- _TASK INSTRUCTIONS_: What lines in the records below mention "already"? List them all.

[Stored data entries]

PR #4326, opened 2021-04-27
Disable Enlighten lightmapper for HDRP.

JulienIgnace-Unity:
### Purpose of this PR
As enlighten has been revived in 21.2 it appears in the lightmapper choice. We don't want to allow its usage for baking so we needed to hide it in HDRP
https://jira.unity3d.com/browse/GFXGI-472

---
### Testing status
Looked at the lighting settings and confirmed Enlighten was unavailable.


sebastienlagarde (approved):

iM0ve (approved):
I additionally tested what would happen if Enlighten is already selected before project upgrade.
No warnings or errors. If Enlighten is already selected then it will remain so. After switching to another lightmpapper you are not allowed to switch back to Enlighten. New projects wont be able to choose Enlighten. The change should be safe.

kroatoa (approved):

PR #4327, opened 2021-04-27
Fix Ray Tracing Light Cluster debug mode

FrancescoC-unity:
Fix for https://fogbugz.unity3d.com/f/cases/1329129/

- _REPLY_:
I additionally tested what would happen if Enlighten is already selected before project upgrade.
No warnings or errors. If Enlighten is already selected then it will remain so. After switching to another lightmpapper you are not allowed to switch back to Enlighten. New projects wont be able to choose Enlighten. The change should be safe.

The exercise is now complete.